Scotsman Hosie (Mar 31, 2019)

----------


## Imabass

I have been considering making a holster for my AR15 on my tractor. Its nice to have for the wild hog problem.

----------


## will52100

Many a time growing up I'd considered a rifle rack on the tractor's roll bars.

Cool photo, would be interesting firing a 1919 from it.

----------


## Dr Stan

Really? Are you so afraid of your shadow you just have to arm a garden tractor? Good grief.

----------


## will52100

Don't know afraid of your own shadow, but the reason I wanted a rifle rack was you wouldn't believe the number of coyotes and deer I'd see while working a field. As for the garden tractor, why? Why not? It's cool, no other reason. Maybe squirrels or wood chucks?

----------

high-side (May 26, 2019)

----------


## Dr Stan

Right. Everyone needs an assault rifle to kill groundhogs & coyotes. I've killed a number of the same with a single shot breach 22 Hornet.

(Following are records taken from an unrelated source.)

PR #718, opened 2018-04-04
License API refactoring

imobachgs:
This PR simplifies the License API. Cleaning up and offering a way to add arbitrary licenses are the missing pieces.

/cc @teclator


library/packages/src/lib/y2packager/product_license.rb
```diff
@@ -0,0 +1,90 @@
...
+      end
+
+      private def cache
+        @cache ||= {}
+      end
+    end
+
+    # Constructor
+    #
+    # @param product_name [String] Product name to get licenses for
```
teclator: `@param license`

library/packages/src/lib/y2packager/license.rb
```diff
@@ -12,40 +12,99 @@
...
 
+    # @return [Y2Packager::LicensesFetchers::Base] License fetcher object
+    attr_reader :fetcher
+
     alias_method :accepted?, :accepted
 
+    class << self
+      # Find a license for a given product
+      #
+      # @param product_name [String]    Product's name
```
jreidinger: well, please be specific which name you mean. Is it pretty name, short name or id ? it is often confusing which one to use.

library/packages/src/lib/y2packager/license.rb
```diff
@@ -12,40 +12,99 @@
...
+      # @param source       [:rpm,:url] Source to get the license from. For the time being,
+      #   only :rpm is really supported.
```
jreidinger: missing documentation of possible options.

library/packages/src/lib/y2packager/license.rb
```diff
@@ -12,40 +12,99 @@
...
+    # @return [Y2Packager::LicensesFetchers::Base] License fetcher object
+    attr_reader :fetcher
+
     alias_method :accepted?, :accepted
 
+    class << self
+      # Find a license for a given product
+      #
+      # @param product_name [String]    Product's name
+      # @param source       [:rpm,:url] Source to get the license from. For the time being,
```
jreidinger: well, I am not fun of this kind of hidden polymorphysm. Why this method need to know what is source of license? It should find license independently where it came from.

library/packages/src/lib/y2packager/license.rb
```diff
@@ -12,40 +12,99 @@
...
+      #   only :rpm is really supported.
+      # @return [License]
```
jreidinger: please document that it can also return nil, when license is not found

library/packages/src/lib/y2packager/license.rb
```diff
@@ -12,40 +12,99 @@
...
+    # License unique identifier
+    #
+    # This identifier is based on the given default language translation.
+    #
+    # @return [String,nil] Unique identifier; nil if the license was not found.
+    def id
+      return @id if @id
+      content = content_for(DEFAULT_LANG)
+      return unless content
+      @id = Digest::MD5.hexdigest(content_for(DEFAULT_LANG))
```
jreidinger: is there some trick why not use `content` and instead used again call to `content_for(DEFAULT_LANG)`

library/packages/src/lib/y2packager/license.rb
imobachgs: I see your point (I do not like it either). But at this point of time, we need to support different uses cases for backward compatibility (like, for instance, retrieving the license elsewhere in the code). In the future we should be able to determine which fetcher/provider to use automatically.

Additionaly, we will drop :url for the now.

library/packages/src/lib/y2packager/license.rb
imobachgs: No, fortunatelly it is just an error :)

library/packages/src/lib/y2packager/license.rb
```diff
@@ -12,40 +12,99 @@
...
+    # It will return the empty string ("") if the license does not exist
+    #
     # @param [String] language
     # @return [String,nil] the license translated content or nil if not found
     def content_for(lang = DEFAULT_LANG)
-      translations[lang]
+      return @translations[lang] if @translations[lang]
+      content = fetcher.license_content(lang)
+      return add_content_for(lang, content) if content
+      content_for(DEFAULT_LANG) unless lang == DEFAULT_LANG
```
jreidinger: so now behavior changed and it return untranslated license if translation not found? quite surprising behavior. Be sure to document it. especially when it now return nil when not found.

library/packages/src/lib/y2packager/license.rb
```diff
@@ -12,40 +12,99 @@
...
+    end
+
+    # FIXME: Probably the locales should be obtained through the licenses
+    # translations, and probably could be initialized the first time a license
+    # is instantiated.
+    def locales
+      fetcher.license_locales
+    end
+
+    def license_confirmation_required?
```
jreidinger: I suggest name `confirmation_required?` license_ prefix is not needed in license class

library/packages/src/lib/y2packager/licenses_fetchers.rb
```diff
@@ -11,21 +11,18 @@
...
+  module LicensesFetchers
+    # Return the licenses proper fetcher for a given source
     #
-    # @param language [String]
-    # @param content [String] of the license for the given language
-    def initialize(language:, content:)
-      @lang = language
-      @content = content
+    # @param source [Symbol] :rpm or :url
+    def self.for(source, product_name, options = {})
```
jreidinger: As I mention above I think nicer API would be detect automatically source. Just try to find default lang for all known source and what finds first, then use such fetcher.

library/packages/src/lib/y2packager/licenses_fetchers/dummy.rb
```diff
@@ -0,0 +1,49 @@
...
+# ANY WARRANTY; without even the implied warranty of MERCHANTABILITY or FITNESS
+# FOR A PARTICULAR PURPOSE. See the GNU General Public License for more details.
+# ------------------------------------------------------------------------------
+
+require "y2packager/licenses_fetchers/base"
+
+module Y2Packager
+  module LicensesFetchers
+    # FIXME: Finish implementation
+    class Dummy < Base
```
jreidinger: what is goal of this Dummy implementation? Should it act as NullObject pattern?

library/packages/src/lib/y2packager/licenses_handlers/dummy.rb
```diff
@@ -0,0 +1,38 @@
...
+# Free Software Foundation.
+#
+# This program is distributed in the hope that it will be useful, but WITHOUT
+# ANY WARRANTY; without even the implied warranty of MERCHANTABILITY or FITNESS
+# FOR A PARTICULAR PURPOSE. See the GNU General Public License for more details.
+# ------------------------------------------------------------------------------
+
+module Y2Packager
+  module LicensesHandlers
+    class Dummy
```
jreidinger: same question here, what is goal of it?

library/packages/src/lib/y2packager/licenses_fetchers.rb
imobachgs: Sure, that API would be nicer. But at this point, we were requested to keep changes under control and, in `registration` and `packager` modules, the license content is obtained using different mechanisms.

In the future, that code should be moved to its own fetchers/handlers and, using proper objects, we could autodetect the right source and adapt to it accordingly.

We will write some documentation about what's expected in the future. For instance, a method like `ProductLicense#find_or_create` should not exist, but it's there just to make the transition from the old code.

library/packages/src/lib/y2packager/licenses_fetchers/dummy.rb
imobachgs: As commented before, just a "transitional" class that should be replaced with something better for SP1.

imobachgs: I wanted to keep the same internal API (the license asks its fetcher always about the content). As an alternative, we could use a different approach and just keep a `@content` variable in the licenses that would be use when no fetcher is defined at all.

library/packages/src/lib/y2packager/product.rb
```diff
@@ -229,7 +224,7 @@ def license_confirmed?
     #
     # @return [Array<String>] Language codes ("de_DE", "en_US", etc.)
     def license_locales
-      license_reader.locales
+      license.locales
```
jreidinger: in Dummy it is `license_locales` but I like more this short variant

library/packages/src/lib/y2packager/product_license.rb
```diff
@@ -0,0 +1,93 @@
...
+module Y2Packager
+  class ProductLicense
+    # This class holds the license stuff for a given product
+    #
+    # Why a separate ProductLicense class? First of all, we wanted to extract
+    # the license handling from Y2Packager::Product and moving this logic to
+    # Y2Packager::License was not a good idea because different products could
+    # share the same license. Additionally, this class offers an API to work
+    # with licenses with a proper Product or Addon object is not available
+    # (backward compatibility reasons).
```
jreidinger: after reading this, It still come to my mind and especially when I see that delegators, why ProductLicense is not subclass of License?

library/packages/src/lib/y2packager/product_license.rb
```diff
@@ -0,0 +1,93 @@
...
+    #   Determine whether the license should be accepted or not
+    #   @return [Boolean] true if the license acceptance is required
+    #
+    # @!method license_confirmation=(confirmed)
+    #   Set the license confirmation for the product
+    #   @param confirmed [Boolean] true if it should be accepted; false otherwise
+    def_delegators :@handler, :license_confirmation_required?, :license_confirmation
+
+    # @return [License] Product's license
+    attr_reader :license
```
jreidinger: this is a bit strange, as delegators is used so it looks like private inheritance

library/packages/src/lib/y2packager/product_license.rb
```diff
@@ -0,0 +1,93 @@
...
+
+    class << self
+      # Find license for a given product
+      #
+      # @param product_name [String]    Product's name
+      # @param source       [:rpm,:url] Source to get the license from. For the time being,
+      #   only :rpm is really supported.
+      # @return [ProductLicense]
+      def find(product_name, source = :rpm, options = {})
```
jreidinger: to be honest, always when I see two default params, I get to my mind that keyword params would be better.

jreidinger: also this `options = {}` is everywhere and smell a bit for me. I think it was intended as possible future extension of functionality, but with keyword params, you can also easily add it and do not need to have holder.

library/packages/src/lib/y2packager/licenses_fetchers/dummy.rb
jreidinger: It is fine this way. I just maybe call it `Static` and not dummy. It is static fetcher, that have always same content.

library/packages/src/lib/y2packager/license.rb
teclator: same opinion here, I also get confused with this return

BTW, I'm also a disabled Vietnam vet and know full well the primary purpose of an assault rifle.

----------


## will52100

Good for you. Glad that's all you need. Last time I checked however, it was labeled the bill of Rights, not needs. Also, that looks like a 1919, not an assault rifle, can't tell on the carbine or rifle if they are full auto or semi. And last time I checked by definition assault rifle had to have full auto or 3 round burst capability and is a PITA paper work wise and very very expensive to own. A semi auto is not an assault rifle. Unless maybe you consider my 1860 Henry an assault rifle? I imagine those facing it with muzzle loaders thought so.

A photo by itself with no context doesn't mean much. There's no information on where it was taken, or if the firearms are full auto or semi auto. It could very well be a display for laughs at Knob Creek for all we know. That's the thing, we don't know.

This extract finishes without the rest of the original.